Problem description: Your answer should repeat every line of the records below in which the word "class" appears.

START Records for the exercise

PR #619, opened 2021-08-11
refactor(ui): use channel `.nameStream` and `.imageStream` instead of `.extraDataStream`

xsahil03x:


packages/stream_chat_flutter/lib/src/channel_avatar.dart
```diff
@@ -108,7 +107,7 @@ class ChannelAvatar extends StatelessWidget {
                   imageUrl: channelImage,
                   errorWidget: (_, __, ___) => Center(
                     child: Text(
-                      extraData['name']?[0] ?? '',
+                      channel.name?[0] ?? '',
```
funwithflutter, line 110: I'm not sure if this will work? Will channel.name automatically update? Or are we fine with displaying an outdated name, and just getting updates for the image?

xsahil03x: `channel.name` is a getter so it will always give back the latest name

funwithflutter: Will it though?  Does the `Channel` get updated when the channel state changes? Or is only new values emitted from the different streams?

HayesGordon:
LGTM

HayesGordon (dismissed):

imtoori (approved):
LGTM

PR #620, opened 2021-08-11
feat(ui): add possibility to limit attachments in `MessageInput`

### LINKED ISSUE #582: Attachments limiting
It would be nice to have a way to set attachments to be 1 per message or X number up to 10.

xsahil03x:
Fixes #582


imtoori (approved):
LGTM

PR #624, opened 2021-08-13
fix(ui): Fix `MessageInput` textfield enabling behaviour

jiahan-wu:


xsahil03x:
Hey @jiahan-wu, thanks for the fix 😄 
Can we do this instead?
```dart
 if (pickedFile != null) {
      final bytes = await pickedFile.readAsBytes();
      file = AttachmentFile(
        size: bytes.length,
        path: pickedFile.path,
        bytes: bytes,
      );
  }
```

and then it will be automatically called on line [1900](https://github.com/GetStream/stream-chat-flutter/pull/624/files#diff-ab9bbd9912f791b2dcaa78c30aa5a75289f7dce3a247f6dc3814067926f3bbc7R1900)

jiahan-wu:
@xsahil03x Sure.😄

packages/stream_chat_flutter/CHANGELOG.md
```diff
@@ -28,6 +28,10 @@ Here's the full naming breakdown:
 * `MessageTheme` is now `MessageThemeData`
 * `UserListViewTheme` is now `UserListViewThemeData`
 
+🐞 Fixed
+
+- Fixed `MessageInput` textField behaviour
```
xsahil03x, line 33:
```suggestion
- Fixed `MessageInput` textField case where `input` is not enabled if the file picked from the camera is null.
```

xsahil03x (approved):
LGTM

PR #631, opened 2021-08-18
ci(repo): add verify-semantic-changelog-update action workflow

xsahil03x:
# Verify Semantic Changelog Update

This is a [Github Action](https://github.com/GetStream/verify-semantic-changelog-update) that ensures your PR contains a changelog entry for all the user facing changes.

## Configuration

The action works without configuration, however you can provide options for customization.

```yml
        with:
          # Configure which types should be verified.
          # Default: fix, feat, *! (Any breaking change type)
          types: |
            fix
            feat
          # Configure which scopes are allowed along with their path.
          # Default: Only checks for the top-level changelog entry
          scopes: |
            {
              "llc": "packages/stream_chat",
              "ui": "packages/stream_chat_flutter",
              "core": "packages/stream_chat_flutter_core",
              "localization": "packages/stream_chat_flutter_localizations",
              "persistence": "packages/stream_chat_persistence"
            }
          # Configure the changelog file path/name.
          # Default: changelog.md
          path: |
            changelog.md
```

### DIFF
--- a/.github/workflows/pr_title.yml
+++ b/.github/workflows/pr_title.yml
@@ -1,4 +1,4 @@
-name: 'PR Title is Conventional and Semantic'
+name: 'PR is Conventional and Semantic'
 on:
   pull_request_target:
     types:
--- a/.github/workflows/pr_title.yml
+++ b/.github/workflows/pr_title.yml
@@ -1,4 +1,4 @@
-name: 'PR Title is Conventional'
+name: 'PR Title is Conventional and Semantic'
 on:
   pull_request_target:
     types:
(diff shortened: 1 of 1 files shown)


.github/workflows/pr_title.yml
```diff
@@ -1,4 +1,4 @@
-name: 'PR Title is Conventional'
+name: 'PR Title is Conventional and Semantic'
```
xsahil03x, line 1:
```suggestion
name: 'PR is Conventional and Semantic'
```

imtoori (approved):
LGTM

END Records for the exercise
START Records for the exercise

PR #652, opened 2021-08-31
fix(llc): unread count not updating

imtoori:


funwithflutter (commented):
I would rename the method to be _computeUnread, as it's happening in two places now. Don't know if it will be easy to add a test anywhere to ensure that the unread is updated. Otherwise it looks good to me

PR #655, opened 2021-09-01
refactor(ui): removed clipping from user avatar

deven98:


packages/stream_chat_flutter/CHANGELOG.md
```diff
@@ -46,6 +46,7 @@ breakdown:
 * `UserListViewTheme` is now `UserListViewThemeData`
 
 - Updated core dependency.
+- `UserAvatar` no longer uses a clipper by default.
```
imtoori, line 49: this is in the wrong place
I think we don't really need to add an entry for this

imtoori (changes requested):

END Records for the exercise
START Records for the exercise

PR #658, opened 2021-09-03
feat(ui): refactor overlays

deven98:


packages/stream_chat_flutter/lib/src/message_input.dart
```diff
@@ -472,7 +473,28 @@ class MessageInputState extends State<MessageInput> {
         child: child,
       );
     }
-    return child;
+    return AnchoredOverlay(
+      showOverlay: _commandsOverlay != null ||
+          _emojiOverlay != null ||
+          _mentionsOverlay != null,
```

END Records for the exercise

Task result:
@@ -108,7 +107,7 @@ class ChannelAvatar extends StatelessWidget {
@@ -472,7 +473,28 @@ class MessageInputState extends State<MessageInput> {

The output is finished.